* Brief *
The word "aware" marks the lines to find; copy every such line from the data below.

* Information given *
PR #1971, opened 2026-05-05
chore(evals): refresh Tier-3 cached baselines after #1963 + #1967

rozavala:
## Summary

Captures the **7-failure → 0** win from the case-authoring triage in #1963 and #1967, and picks up `llm_mode: \"cached\"` provenance (added by #1960) on every baseline.

| Subtype | Before | After | Δ | Failures cleared |
|---|---|---|---|---|
| compliance | 24/25 (96.0%) | **25/25 (100%)** | +1 | `categorize_as` |
| devils_advocate | 20/20 (100%) | 20/20 (100%) | — | (already clean) |
| master | 27/30 (90.0%) | **30/30 (100%)** | +3 | `must_not_cite`, `direction_in`, `override_must_reference_tokens` |
| permabear | 30/30 (100%) | 30/30 (100%) | — | (already clean) |
| permabull | 28/31 (90.3%) | **31/31 (100%)** | +3 | `must_acknowledge_opposing`, `forbid_fabricated_quotes`×2 |
| **total** | **129/136 (94.85%)** | **136/136 (100%)** | **+7** | |

Direction distribution on master shifted BULLISH 16→15 / BEARISH 8→9 — that's the `override_consensus.001_sb` case-authoring correction in #1967, where the strengthened Indian-quota policy-shock anchor now genuinely warrants a BEARISH override.

## How it was generated

```
python -m evals.runner --mode cached --tier3-only --baselined-only \
    --baselines-dir evals/baselines/cached --snapshot
```

All 136 cases hit cache (no live LLM calls, zero API spend). The case-authoring fixes operate on assertion-config and metadata that don't participate in the LLM cache key, so the existing cached real-LLM responses are reused; only the assertion logic now correctly evaluates them.

## Test plan

- [x] `python -m evals.runner --mode cached --tier3-only --baselined-only --baselines-dir evals/baselines/cached` (no `--snapshot`) — confirmed 136/136 pass before snapshotting
- [x] Reviewed JSON diffs on all 5 baseline files — only `snapshot_at`, `passed`, `pass_rate`, `failures_by_check`, `direction_distribution` (master only), and the new `llm_mode` field changed
- [ ] CI eval gate green on this PR — the cached-mode gate now compares 100% against 100% on every subtype

🤖 Generated with [Claude Code](https://claude.com/claude-code)

PR #1979, opened 2026-05-05
chore(evals): refresh Tier-2 cached baselines with llm_mode provenance

rozavala:
## Summary

Refreshes the 8 Tier-2 cached baselines (agronomist, geopolitical, inventory, macro, sentiment, supply_chain, technical, volatility) from clean cron run [25353970540](https://github.com/rozavala/real_options/actions/runs/25353970540) — the first working cached-mode cron after the #1970/#1974/#1976 infra fixes.

## Why now

Every Tier-2 agent diff in #1973 surfaced:

> [WARN] Baseline pre-dates llm_mode tracking; can't verify it was snapshotted under the same mode as this run (cached). Refresh baseline with --snapshot to record provenance.

Existing baselines are from **2026-04-26 / 2026-04-28**, *before* the provenance schema landed (PR #1958 fix). Without `llm_mode` recorded, a `--snapshot --mode mock` could silently land synthesizer 100%-pass-rate metrics into `evals/baselines/cached/` — exactly the inflated-baseline failure mode #1958 documented. Refreshing now under `cached` mode kills the WARN noise across all 8 agents and re-anchors the drift signal so next week's cron produces genuine model-side drift instead of mock-vs-cached comparison artifacts.

## Source of truth

Built directly from `evals/reports/drift-weekly/results.json` of run 25353970540 (50-min cold-cache run on `bb837b4ae`, after the timeout bump). Every baseline file carries `"llm_mode": "cached"` and the run's `generated_at` as `snapshot_at`.

Format-identical to the existing schema (`schema_version: "1.0"`, same `metrics` keys); just refreshed values + provenance.

## What's NOT in this PR

- **Tier-3 baselines** — already refreshed yesterday in 61c08e200 under the llm_mode-aware schema. Run 25353970540 confirms them clean (green/yellow only, no WARN noise).
- **Investigation of geopolitical hallucination spike (0% → 15.6%)** and **volatility distribution shift** (BEARISH +14.6pp, NEUTRAL -19.5pp). These persist post-refresh and *become* the new normal in these baselines. Whether they reflect real model regressions worth swapping override models is a **separate investigation issue** (coming next).
- **Triage of the 62 case-level failures** (mostly canonical_neutral `confidence_max` over-strict, contrast direction flips, hallucination/`must_not_cite` false positives) — deferred per #1973 comment to a separate triage pass.

## Test plan

- [ ] After merge, dispatch `Eval Drift Weekly` once. Expected: cache hits everywhere (~5 min runtime), no `Baseline pre-dates llm_mode tracking` WARNs, Tier-2 worst severity drops from red to green/yellow on actual distribution movement only.


rozavala:
Approved.

**Provenance verified end-to-end:**
- Source run 25353970540: confirmed `workflow_dispatch` of Eval Drift Weekly, ran 02:04:17Z–02:54:21Z (50 min — matches "cold-cache" claim), headSha `bb837b4ae` = #1976. The run's `conclusion: failure` is the drift gate firing on real distribution movement vs 9-day-old pre-llm_mode-schema baselines — not an infra failure. Cache saved + `results.json` produced, which is the source-of-truth for this PR.
- Commit 61c08e200 = #1971 Tier-3 baseline refresh — Tier-3 correctly excluded from this PR (already llm_mode-aware).
- The infra-unblock chain (#1970 → #1974 → #1976) culminates here: this is the first cron-driven baseline refresh after the chain.

**Schema integrity**: all 8 files keep `schema_version: "1.0"` and the same metrics keys; only `snapshot_at` updates and `llm_mode: "cached"` is added. Trailing-newline cleanup is a free bonus.

**Numeric movements internally consistent**: geopolitical total 40 unchanged with passed 34→28 (6 more failures) aligns with hallucination_rate jumping 0.0→0.156. Sentiment total 34→39 and supply_chain 32→37 reflect newly-added cases from prior case-authoring PRs.

**One follow-up to make sure happens** (not blocking — explicitly deferred in PR description, but worth pinning):

The geopolitical `hallucination_rate: 0.0 → 0.15625` is a meaningful signal for that agent specifically, and baking it into the new baseline means next week's cron won't flag it as drift. Same for volatility's distribution shift (BEARISH +6, NEUTRAL -8). The sequencing choice (unblock drift detection first, investigate movements separately) is correct, but please open the investigation issue **before** the next cron runs — otherwise, if the spike is a real model-side regression (e.g. provider quietly retuned Flash, the exact failure mode this cron exists to catch), the alarm is now silenced.

Suggested issue scope:
1. **geopolitical**: 6/40 cases newly hallucinating — which 6? (results.json has per-case detail). Are they the same case_kind, same commodity, same prompt template?
2. **volatility**: BEARISH/NEUTRAL ratio swung 0.34/0.37 → 0.44/0.17. Is this case-set composition (new cases added) or agent behavior change at constant case set? (compare per-case directions across the two runs).

CI green (Eval Gate mock SUCCESS, Tier-3 active SUCCESS, cached SKIPPED — expected since no prompt changes). Closes the WARN noise across all 8 Tier-2 agents and re-anchors next week's drift signal.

* Written response *
- **Tier-3 baselines** — already refreshed yesterday in 61c08e200 under the llm_mode-aware schema. Run 25353970540 confirms them clean (green/yellow only, no WARN noise).
- Commit 61c08e200 = #1971 Tier-3 baseline refresh — Tier-3 correctly excluded from this PR (already llm_mode-aware).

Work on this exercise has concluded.